::: Data extract :::

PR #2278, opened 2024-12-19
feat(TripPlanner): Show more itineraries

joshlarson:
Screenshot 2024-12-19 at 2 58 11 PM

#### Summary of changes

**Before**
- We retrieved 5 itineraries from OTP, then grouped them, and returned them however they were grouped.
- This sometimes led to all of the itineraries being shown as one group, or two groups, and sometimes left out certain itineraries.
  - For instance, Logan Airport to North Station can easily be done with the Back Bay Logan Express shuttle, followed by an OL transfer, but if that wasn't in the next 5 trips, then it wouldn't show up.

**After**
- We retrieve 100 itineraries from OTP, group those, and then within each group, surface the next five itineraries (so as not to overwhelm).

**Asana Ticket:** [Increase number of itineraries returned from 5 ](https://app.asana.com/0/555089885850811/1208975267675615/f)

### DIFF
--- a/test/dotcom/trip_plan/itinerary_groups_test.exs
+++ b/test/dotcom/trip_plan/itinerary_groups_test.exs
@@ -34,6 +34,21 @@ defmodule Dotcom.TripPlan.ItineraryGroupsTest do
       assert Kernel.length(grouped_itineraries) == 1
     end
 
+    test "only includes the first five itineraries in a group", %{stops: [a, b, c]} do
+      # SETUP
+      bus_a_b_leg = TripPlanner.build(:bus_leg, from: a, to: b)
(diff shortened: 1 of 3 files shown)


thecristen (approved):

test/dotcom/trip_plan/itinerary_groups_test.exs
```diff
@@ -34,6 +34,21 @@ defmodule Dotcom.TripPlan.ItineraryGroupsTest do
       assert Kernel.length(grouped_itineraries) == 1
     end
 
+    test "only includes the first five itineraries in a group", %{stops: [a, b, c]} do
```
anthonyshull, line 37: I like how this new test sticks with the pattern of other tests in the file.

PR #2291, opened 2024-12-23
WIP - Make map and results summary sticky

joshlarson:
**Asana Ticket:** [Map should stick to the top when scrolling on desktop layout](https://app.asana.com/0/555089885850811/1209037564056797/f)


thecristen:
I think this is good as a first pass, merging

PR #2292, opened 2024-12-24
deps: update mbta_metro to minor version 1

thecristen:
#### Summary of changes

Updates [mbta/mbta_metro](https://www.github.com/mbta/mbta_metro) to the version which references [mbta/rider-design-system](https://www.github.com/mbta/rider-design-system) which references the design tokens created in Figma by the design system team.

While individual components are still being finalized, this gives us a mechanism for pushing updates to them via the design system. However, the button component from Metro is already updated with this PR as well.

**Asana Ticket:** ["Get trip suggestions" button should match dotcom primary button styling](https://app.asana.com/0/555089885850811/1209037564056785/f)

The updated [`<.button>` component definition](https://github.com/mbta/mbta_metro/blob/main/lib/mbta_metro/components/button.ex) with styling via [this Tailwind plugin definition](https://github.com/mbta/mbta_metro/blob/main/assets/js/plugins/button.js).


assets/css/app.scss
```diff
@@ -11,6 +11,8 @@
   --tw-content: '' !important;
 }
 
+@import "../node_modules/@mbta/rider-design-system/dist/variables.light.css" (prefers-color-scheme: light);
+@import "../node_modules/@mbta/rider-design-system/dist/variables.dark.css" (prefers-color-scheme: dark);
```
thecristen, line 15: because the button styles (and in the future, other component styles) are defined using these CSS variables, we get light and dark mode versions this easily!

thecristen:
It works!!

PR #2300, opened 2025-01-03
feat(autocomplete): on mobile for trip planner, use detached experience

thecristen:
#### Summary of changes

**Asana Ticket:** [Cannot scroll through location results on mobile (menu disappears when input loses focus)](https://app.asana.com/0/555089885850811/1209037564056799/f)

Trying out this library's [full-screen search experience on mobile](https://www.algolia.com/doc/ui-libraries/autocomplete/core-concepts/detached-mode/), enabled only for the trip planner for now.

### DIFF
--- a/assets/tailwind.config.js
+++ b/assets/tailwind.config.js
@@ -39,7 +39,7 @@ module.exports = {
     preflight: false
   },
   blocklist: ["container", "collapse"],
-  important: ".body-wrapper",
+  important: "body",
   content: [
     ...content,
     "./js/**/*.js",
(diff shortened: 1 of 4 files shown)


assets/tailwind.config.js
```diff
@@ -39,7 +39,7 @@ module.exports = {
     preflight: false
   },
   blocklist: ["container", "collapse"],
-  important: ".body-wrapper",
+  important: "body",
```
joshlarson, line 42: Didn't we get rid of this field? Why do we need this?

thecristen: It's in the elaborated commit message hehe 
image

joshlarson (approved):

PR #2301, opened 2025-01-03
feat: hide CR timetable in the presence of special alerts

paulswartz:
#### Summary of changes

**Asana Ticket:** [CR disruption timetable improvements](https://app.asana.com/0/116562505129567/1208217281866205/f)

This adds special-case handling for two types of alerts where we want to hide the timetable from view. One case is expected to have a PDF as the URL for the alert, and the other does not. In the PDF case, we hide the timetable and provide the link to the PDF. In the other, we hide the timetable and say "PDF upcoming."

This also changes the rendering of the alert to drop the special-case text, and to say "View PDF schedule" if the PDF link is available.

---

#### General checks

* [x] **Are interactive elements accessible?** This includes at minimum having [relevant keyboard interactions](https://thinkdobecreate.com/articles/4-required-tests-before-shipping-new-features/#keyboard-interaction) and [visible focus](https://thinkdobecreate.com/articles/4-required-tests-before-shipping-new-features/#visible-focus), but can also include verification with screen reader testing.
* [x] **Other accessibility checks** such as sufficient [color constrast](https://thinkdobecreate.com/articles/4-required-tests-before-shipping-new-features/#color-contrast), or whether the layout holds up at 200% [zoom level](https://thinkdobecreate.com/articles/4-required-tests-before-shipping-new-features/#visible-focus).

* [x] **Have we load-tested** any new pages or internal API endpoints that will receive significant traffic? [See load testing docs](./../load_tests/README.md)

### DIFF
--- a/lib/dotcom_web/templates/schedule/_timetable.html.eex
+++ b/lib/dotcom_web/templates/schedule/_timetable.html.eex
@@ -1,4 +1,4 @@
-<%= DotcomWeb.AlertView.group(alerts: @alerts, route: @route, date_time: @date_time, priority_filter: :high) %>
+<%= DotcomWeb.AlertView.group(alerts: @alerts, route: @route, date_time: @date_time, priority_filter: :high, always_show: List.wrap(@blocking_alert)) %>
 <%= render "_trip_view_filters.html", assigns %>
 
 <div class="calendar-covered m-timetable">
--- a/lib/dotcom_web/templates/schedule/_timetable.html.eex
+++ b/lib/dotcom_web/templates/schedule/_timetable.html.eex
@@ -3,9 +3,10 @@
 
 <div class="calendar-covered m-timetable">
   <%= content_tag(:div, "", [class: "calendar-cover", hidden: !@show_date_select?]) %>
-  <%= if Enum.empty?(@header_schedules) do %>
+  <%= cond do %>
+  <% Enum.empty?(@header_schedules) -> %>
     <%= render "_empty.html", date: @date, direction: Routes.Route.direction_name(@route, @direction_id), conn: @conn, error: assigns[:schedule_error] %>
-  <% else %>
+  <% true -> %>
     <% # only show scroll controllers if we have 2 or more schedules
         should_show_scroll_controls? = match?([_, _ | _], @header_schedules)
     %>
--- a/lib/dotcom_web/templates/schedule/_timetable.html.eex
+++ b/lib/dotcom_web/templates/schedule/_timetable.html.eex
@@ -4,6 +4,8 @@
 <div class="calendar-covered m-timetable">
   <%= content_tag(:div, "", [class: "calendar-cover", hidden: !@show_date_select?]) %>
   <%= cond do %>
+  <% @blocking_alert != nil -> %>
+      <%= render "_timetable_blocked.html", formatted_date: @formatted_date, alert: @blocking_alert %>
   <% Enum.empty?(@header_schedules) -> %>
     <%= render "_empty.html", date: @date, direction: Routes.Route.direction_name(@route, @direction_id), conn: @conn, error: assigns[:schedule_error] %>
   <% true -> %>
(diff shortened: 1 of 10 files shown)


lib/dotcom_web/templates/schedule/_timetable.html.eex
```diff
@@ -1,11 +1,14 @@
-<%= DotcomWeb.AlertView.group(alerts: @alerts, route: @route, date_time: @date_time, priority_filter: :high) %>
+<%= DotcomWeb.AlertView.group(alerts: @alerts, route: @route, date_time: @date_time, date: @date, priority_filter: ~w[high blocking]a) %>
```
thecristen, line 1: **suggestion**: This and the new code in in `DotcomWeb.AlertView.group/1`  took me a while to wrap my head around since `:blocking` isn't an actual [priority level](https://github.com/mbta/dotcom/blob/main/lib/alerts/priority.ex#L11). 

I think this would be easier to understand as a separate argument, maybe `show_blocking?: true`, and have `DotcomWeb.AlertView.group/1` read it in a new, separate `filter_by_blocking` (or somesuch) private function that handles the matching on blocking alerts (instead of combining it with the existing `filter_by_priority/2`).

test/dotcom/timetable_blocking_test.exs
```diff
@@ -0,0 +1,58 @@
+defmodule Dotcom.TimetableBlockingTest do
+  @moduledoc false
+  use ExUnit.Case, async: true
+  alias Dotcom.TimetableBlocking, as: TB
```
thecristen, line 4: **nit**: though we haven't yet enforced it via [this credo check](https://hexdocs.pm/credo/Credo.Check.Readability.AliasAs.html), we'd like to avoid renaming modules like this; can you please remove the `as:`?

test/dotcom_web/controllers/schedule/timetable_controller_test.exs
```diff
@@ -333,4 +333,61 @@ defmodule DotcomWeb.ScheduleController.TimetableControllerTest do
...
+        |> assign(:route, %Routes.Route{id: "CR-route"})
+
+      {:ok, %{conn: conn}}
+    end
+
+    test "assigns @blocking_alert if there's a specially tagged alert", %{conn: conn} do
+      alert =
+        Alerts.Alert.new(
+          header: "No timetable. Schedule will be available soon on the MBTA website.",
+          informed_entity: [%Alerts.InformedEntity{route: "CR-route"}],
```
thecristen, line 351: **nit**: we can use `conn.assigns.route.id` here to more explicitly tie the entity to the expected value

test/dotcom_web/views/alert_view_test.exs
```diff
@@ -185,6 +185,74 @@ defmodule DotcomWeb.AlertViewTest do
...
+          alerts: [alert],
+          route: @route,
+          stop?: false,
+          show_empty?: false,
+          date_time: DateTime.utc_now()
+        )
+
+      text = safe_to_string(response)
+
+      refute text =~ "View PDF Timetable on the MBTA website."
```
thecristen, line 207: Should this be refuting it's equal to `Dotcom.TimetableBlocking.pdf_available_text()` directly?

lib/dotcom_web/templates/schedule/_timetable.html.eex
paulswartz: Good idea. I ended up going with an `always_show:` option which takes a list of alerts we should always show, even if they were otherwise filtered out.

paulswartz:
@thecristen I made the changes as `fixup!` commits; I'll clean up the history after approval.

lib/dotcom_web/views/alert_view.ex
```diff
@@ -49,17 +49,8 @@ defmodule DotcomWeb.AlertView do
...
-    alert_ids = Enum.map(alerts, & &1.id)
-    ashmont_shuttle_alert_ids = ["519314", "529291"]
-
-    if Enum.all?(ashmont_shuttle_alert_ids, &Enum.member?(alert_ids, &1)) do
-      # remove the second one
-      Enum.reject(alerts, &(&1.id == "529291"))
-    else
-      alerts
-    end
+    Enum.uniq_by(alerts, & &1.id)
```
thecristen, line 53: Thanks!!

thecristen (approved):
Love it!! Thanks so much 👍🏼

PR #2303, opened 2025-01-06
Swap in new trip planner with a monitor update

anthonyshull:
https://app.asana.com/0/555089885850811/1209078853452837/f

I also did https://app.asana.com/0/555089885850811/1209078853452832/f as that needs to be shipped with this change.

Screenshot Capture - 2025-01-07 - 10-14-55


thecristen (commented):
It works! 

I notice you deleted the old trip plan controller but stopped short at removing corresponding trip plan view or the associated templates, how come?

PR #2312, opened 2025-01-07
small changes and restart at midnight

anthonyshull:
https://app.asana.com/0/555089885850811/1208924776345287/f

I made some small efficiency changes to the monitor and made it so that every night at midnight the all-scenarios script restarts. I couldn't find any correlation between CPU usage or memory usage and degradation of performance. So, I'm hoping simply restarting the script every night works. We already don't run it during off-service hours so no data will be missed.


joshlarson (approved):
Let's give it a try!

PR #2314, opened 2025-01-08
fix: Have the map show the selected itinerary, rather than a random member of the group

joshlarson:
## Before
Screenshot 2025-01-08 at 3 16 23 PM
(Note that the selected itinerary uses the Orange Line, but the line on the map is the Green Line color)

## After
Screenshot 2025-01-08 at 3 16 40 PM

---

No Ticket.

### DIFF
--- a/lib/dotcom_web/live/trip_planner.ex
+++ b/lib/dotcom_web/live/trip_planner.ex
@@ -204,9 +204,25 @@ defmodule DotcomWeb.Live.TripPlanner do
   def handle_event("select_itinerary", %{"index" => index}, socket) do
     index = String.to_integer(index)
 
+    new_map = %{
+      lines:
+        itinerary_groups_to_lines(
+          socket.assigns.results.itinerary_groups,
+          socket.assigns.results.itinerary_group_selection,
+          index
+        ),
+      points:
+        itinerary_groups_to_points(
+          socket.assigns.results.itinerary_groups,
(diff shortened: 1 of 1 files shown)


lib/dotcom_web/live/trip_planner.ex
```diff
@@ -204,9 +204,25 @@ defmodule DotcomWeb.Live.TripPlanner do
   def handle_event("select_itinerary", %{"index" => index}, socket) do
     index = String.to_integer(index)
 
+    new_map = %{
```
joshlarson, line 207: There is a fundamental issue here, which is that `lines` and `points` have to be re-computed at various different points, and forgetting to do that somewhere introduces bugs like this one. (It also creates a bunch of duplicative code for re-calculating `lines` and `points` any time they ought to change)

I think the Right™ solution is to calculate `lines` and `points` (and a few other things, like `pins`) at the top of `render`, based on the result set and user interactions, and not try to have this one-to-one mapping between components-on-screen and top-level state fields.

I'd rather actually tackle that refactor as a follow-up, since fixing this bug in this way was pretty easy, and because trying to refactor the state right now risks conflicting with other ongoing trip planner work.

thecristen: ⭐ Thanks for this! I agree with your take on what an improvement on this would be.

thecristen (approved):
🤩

:::

== Task to complete ==
Show the lines of the listing above with "returned".

== Response area ==
- We retrieved 5 itineraries from OTP, then grouped them, and returned them however they were grouped.
**Asana Ticket:** [Increase number of itineraries returned from 5 ](https://app.asana.com/0/555089885850811/1208975267675615/f)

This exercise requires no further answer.